Problem to solve: Write out the entries below exactly. End with the line that contains "As far as I".

Records from a collection:
----

Issue #7392, opened 2023-01-23
Ensure poetry.lock modification time is newer than pyproject.toml, after relevant commands


Kache:
- [x] I have searched the [issues](https://github.com/python-poetry/poetry/issues) of this repo and believe that this is not a duplicate.
- [x] I have searched the [FAQ](https://python-poetry.org/docs/faq/) and general [documentation](https://python-poetry.org/docs/) and believe that my question is not already covered.

## Feature Request

After doing operations like `add`/`remove`/`update` that both updates `pyproject.toml` and refreshes `poetry.lock`, please complete the operation leaving `poetry.lock`'s modification time to be newer than `pyproject.toml`'s.

Not only is this conceptually proper, it means Makefiles can be used to implement "auto-`poetry install` if needed" behavior, e.g.:
 * https://github.com/python-poetry/poetry/issues/75#issuecomment-399514444
 * https://medium.com/aigent/makefiles-for-python-and-beyond-5cf28349bf05

The comment in #75 suggests this already used to be the case at some point.

dimbleby:
As far as I know, poetry has always left updating `pyproject.toml` to last, waiting to check that the change actually succeeded.

The code is at https://github.com/python-poetry/poetry/blob/33242c22906ec84c7f526537bfd9a98415192d13/src/poetry/console/commands/add.py#L264-L266 (and similar for `poetry remove`)

I have no idea whether others are likely to agree with you that your proposed change is a good idea, but preparing a pull request that shuffle this code around is likely your best shot at getting it to happen.

Kache:
Would it really take shuffling code? I was thinking these operations could just finish off with a `touch poetry.lock` equivalent at the end.

dimbleby:
Sure, sounds plausible.  But still - if you want this to happen, recommend that submitting an MR is the most likely way.

Kache:
Threw together a quick draft, the change is rather straightforward, but there's a testing caveat: https://github.com/python-poetry/poetry/pull/7401

radoering:
Can you further explain what you want to derive from a pyproject.toml with a newer modification date than poetry.lock? Did you consider that poetry is not the only tool that uses the pyproject.toml?

If you only want to check if pyproject.toml and poetry.lock are in sync, you can run `poetry lock --check`.

Secrus:
I agree with @radoering here.

Kache:
[...]

Issue #75, opened 2018-04-30
Detect pyproject.toml changes and automaticaly run `poetry install` if needed


mtkennerly:
When using Stack (Haskell) and Cargo (Rust), if you manually add a new dependency in package.yaml or cargo.toml respectively, then the next invocation of `stack test` or `cargo test` will detect the change and install the new dependency, whereas `poetry run pytest` could fail on the dependency missing. It would be great if Poetry could auto-detect the change instead of having to manually run `poetry install` again. Of course, for an individual user, it's easy to go through the `poetry add` interface instead, but it's more problematic when working on a team since other people won't immediately know after `git pull` whether there were updates requiring a `poetry install`.

cauebs:
Maybe warn the user instead of automatically installing. But I agree that detecting changes would be useful.

jacebrowning:
I've achieved this behavior with a `Makefile`:

```
.PHONY: all
all: install

.PHONY: install
install: .venv/flag
.venv/flag: pyproject.lock
	@ poetry config settings.virtualenvs.in-project true
	poetry develop
	@ touch $@

pyproject.lock: pyproject.toml
	poetry lock

###############################################################################

.PHONY: test
test: install
	poetry run pytest
``` 

but I would be in favor of `poetry` doing this automatically.

cauebs:
This is more important than I initially thought, as it's causing some very confusing things, e.g.: #292.

+ How do we detect changes in `pyproject.toml`? Check the file's metadata for last modified time? Hash its contents?
+ Where do we store these stamps? In `pyproject.lock`
+ Then, whenever the lock file is used, that should be checked, right?

I can give this one a go, but I'll definitely need some pointers from @sdispater.

ranisalt:
> Check the file's metadata for last modified time?

This is faster and less resource-consuming, but there are known issues when depending on modification times.

I think that just as pyproject contains hashes to deps, a hash to pyproject.toml content is fine too.

sdispater:
Poetry already tracks changes and discrepancies between `pyproject.toml` and `pyproject.lock`. 
That's why you can sometimes see a warning when executing `install`.

Here is the corresponding line: https://github.com/sdispater/poetry/blob/master/poetry/installation/installer.py#L164

A similar approach could be used elsewhere if needed.

And I think displaying a warning (like in `install`) is preferable instead of installing automatically.

cauebs:
Well, then why didn't he get a warning in #292?

[...]

PR #7401, opened 2023-01-24
feat: Support "automated install" usage via `make`

Kache:
A common annoyance when managing deps is having long sessions of
repeated iteration loops of `add`, `remove`, tweaking `pyproject.toml` +
`lock --no-update` + `install --sync`, re-running tests, trying to find
a configuration that works.

GNU `make` can implement "automated install" behavior, simplifying the
loop to: "save any change, `make`, repeat if needed". Consider:

```make
VENV := .venv
PYTHON_VERSION := $(shell cat .python-version)

PYTHON_VERSIONS_PATH ?= ~/.pyenv/versions
PYTHON_INSTALL_CMD ?= pyenv install

.PHONY: test
test: $(VENV)/install.sentinel  # tests depend on venv state
	poetry run pytest

$(VENV)/install.sentinel: poetry.lock $(VENV)/bin/python  # venv state depends on poetry.lock and venv
	poetry install --sync
	@ touch $@

.poetry.lock: pyproject.toml  # poetry.lock depends on pyproject.toml
	poetry lock --check && touch poetry.lock || poetry lock --no-update

$(VENV)/bin/python: $(PYTHON_VERSIONS_PATH)/$(PYTHON_VERSION)/bin/python
	@ [[ "$(shell python --version)" = "Python $(PYTHON_VERSION)" ]] || { \
		echo 'Expected Python $(PYTHON_VERSION) in $$PATH' >& 2; \
		exit 1; \
	}
	poetry env use python

$(PYTHON_VERSIONS_PATH)/$(PYTHON_VERSION)/bin/python:
	$(PYTHON_INSTALL_CMD) $(PYTHON_VERSION)
```

This greatly simplifies handling many workflow states. In all cases:

 * The lockfile changed and venv needs to sync
 * I just freshly downloaded the project
 * The required Python version isn't installed
 * I want to run tests
 * I changed pyproject.toml

Just run `make`.

These changes to `add` and `remove` speed up the "dep search iteration
loop" by avoiding unnecessary `lock --check` and `lock --no-update`
calls after changing `pyproject.toml`

Resolves: #7392

# Pull Request Check List

Resolves: #7392

### DIFF
--- a/src/poetry/console/commands/add.py
+++ b/src/poetry/console/commands/add.py
@@ -241,10 +241,7 @@ The add command adds required packages to your <comment>pyproject.toml</> and in
                 )
             )
 
-        # Refresh the locker
-        self.poetry.set_locker(
-            self.poetry.locker.__class__(self.poetry.locker.lock, poetry_content)
-        )
+        self.poetry.locker.refresh(poetry_content)
         self.installer.set_locker(self.poetry.locker)
 
         # Cosmetic new line
@@ -264,6 +261,7 @@ The add command adds required packages to your <comment>pyproject.toml</> and in
         if status == 0 and not self.option("dry-run"):
             assert isinstance(content, TOMLDocument)
             self.poetry.file.write(content)
+            self.installer.touch_lockfile()
 
         return status
 
--- a/src/poetry/console/commands/remove.py
+++ b/src/poetry/console/commands/remove.py
@@ -105,10 +105,7 @@ list of installed packages
                 "The following packages were not found: " + ", ".join(sorted(not_found))
             )
 
-        # Refresh the locker
-        self.poetry.set_locker(
-            self.poetry.locker.__class__(self.poetry.locker.lock, poetry_content)
-        )
+        self.poetry.locker.refresh(poetry_content)
         self.installer.set_locker(self.poetry.locker)
 
         self.installer.set_package(self.poetry.package)
@@ -122,6 +119,7 @@ list of installed packages
         if not self.option("dry-run") and status == 0:
             assert isinstance(content, TOMLDocument)
             self.poetry.file.write(content)
+            self.installer.touch_lockfile()
 
         return status
 
--- a/src/poetry/installation/installer.py
+++ b/src/poetry/installation/installer.py
@@ -158,6 +158,9 @@ class Installer:
 
         return self
 
+    def touch_lockfile(self) -> None:
+        self._locker.lock.touch()
+
     def is_updating(self) -> bool:
         return self._update
 
--- a/src/poetry/packages/locker.py
+++ b/src/poetry/packages/locker.py
@@ -9,6 +9,7 @@ from hashlib import sha256
 from pathlib import Path
 from typing import TYPE_CHECKING
 from typing import Any
+from typing import TypeVar
 from typing import cast
 
 from packaging.utils import canonicalize_name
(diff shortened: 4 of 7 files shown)


src/poetry/console/commands/version.py
```diff
@@ -8,14 +8,14 @@
...
-from poetry.console.commands.command import Command
+from poetry.console.commands.installer_command import InstallerCommand
 
 
 if TYPE_CHECKING:
     from poetry.core.constraints.version import Version
 
 
-class VersionCommand(Command):
+class VersionCommand(InstallerCommand):
```
radoering, line 18: I don't like that. `InstallerCommand` requires the creation of a virtualenv. We shouldn't make commands `InstallerCommand` if it's not required. Is touching the lock file really required here to cover your use case? (Bumping the version does not change the lock file.)

Kache: This feature is about keeping `poetry.lock`'s modification time newer than `pyproject.toml` so that external tooling like Make is able to discern whether or not the lockfile is out of date. https://github.com/python-poetry/poetry/issues/7392 explains the use case.

Even though the lockfile contents aren't touched here, pyproject.toml is, meaning that Make would think the lockfile is out of date.

I suppose `VersionCommand` could alternatively write to `pyproject.toml` without changing its modificaiton time (perhaps by resetting it)?

radoering: > I suppose `VersionCommand` could alternatively write to `pyproject.toml` without changing its modificaiton time (perhaps by resetting it)?

That seems also wrong to me. `VersionCommand` changes pyproject.toml and thus should change the modification date of pyproject.toml. However, it doesn't change the lock file and thus shouldn't change the modification date of the lock file. Adding quirks to suffice the `make` use case doesn't seem very attractable to me.

Kache: I'm up for only applying this to `add` and `remove` -- I'll make the change.

Any thoughts on testing? This [section in `commands/add.py`](https://github.com/python-poetry/poetry/blob/85ef11bc6f0cc0dad9c630351688ae4b98ea34be/src/poetry/console/commands/add.py#L244-L248) makes it "impossible" for `TestLocker` to have `self._write == True` (to materialize test lockfile to disk & direct test modification time).

Kache:
@dimbleby @radoering I've added tests, would you please take a look?

Also:
 * Is there any documentation that needs updating?
 * I'll be interested in backporting this to onto `1.2`, anything I should know?

neersighted:
We're not accepting backports against 1.2, and new features are not likely to ever get backports -- so this would go into 1.4, which is imminent/currently in the release process.

Kache:
> We're not accepting backports against 1.2, and new features are not likely to ever get backports

😞 Any chance this could be considered a "bug" b/c https://github.com/python-poetry/poetry/issues/75#issuecomment-399514444 seems to suggest this behavior used to be the case, long ago?

Secrus:
> > We're not accepting backports against 1.2, and new features are not likely to ever get backports
> 
> disappointed Any chance this could be considered a "bug" b/c [#75 (comment)](https://github.com/python-poetry/poetry/issues/75#issuecomment-399514444) seems to suggest this behavior used to be the case, long ago?

This is far from being considered a bug, and the issue you are pointing at is also a "feature request", so the answer is no.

----

Result for this exercise:
Issue #7392, opened 2023-01-23
Ensure poetry.lock modification time is newer than pyproject.toml, after relevant commands


Kache:
- [x] I have searched the [issues](https://github.com/python-poetry/poetry/issues) of this repo and believe that this is not a duplicate.
- [x] I have searched the [FAQ](https://python-poetry.org/docs/faq/) and general [documentation](https://python-poetry.org/docs/) and believe that my question is not already covered.

## Feature Request

After doing operations like `add`/`remove`/`update` that both updates `pyproject.toml` and refreshes `poetry.lock`, please complete the operation leaving `poetry.lock`'s modification time to be newer than `pyproject.toml`'s.

Not only is this conceptually proper, it means Makefiles can be used to implement "auto-`poetry install` if needed" behavior, e.g.:
 * https://github.com/python-poetry/poetry/issues/75#issuecomment-399514444
 * https://medium.com/aigent/makefiles-for-python-and-beyond-5cf28349bf05

The comment in #75 suggests this already used to be the case at some point.

dimbleby:
As far as I know, poetry has always left updating `pyproject.toml` to last, waiting to check that the change actually succeeded.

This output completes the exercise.